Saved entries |
PR #3898, opened 2021-03-29
Account and channel pages redesign

Chocobozzz:
~~Still a WIP, but most parts are OK.~~

We are redesigning the account and the channel pages. The main goal is to better differentiate them.

Main points:
 * Different headers so it's easier to know if we are on the account page or on the channel page
 * Different avatar shapes: square for the channel, circle for the account
 * Removed the about page, and display these information (description, creation date...) in the header
 * Changed the way we display channels in the account page: orange background, truncated description...
 * Better responsive
 * Prefer channel display over the account in miniatures

**Account desktop**
account-ipad

**Account ipad**
account-full

**Account mobile**
account-mobile

**Channel desktop**

channel-full

**Channel ipad**

channel-ipad

**Channel mobile**

channel-mobile


rigelk:
@Chocobozzz could you keep the avatars consistent? (square or round)

Chocobozzz:
> could you keep the avatars consistent? (square or round)

Done in https://github.com/Chocobozzz/PeerTube/pull/3898/commits/6f9f598928d5bd205a51e766624862da93eb674e

> I would also remove the "view owner account" button honestly ;

I'll discuss about this with our designer :+1:

rigelk:
@Chocobozzz I noticed the magnifying glass is also not of the same line-height, nor of the same color as before (black). Was it changed for a specific purpose?

Chocobozzz:
> not of the same line-height

In fact it's the same line-height if we take into account the sub title bottom border. I'll check if I can align it with the text only.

Task details | Reproduce the data in full, exactly.

Solved exercise |
PR #3898, opened 2021-03-29
Account and channel pages redesign

Chocobozzz:
~~Still a WIP, but most parts are OK.~~

We are redesigning the account and the channel pages. The main goal is to better differentiate them.

Main points:
 * Different headers so it's easier to know if we are on the account page or on the channel page
 * Different avatar shapes: square for the channel, circle for the account
 * Removed the about page, and display these information (description, creation date...) in the header
 * Changed the way we display channels in the account page: orange background, truncated description...
 * Better responsive
 * Prefer channel display over the account in miniatures

**Account desktop**
account-ipad

**Account ipad**
account-full

**Account mobile**
account-mobile

**Channel desktop**

channel-full

**Channel ipad**

channel-ipad

**Channel mobile**

channel-mobile


rigelk:
@Chocobozzz could you keep the avatars consistent? (square or round)

Chocobozzz:
> could you keep the avatars consistent? (square or round)

Done in https://github.com/Chocobozzz/PeerTube/pull/3898/commits/6f9f598928d5bd205a51e766624862da93eb674e

> I would also remove the "view owner account" button honestly ;

I'll discuss about this with our designer :+1:

rigelk:
@Chocobozzz I noticed the magnifying glass is also not of the same line-height, nor of the same color as before (black). Was it changed for a specific purpose?

Chocobozzz:
> not of the same line-height

In fact it's the same line-height if we take into account the sub title bottom border. I'll check if I can align it with the text only.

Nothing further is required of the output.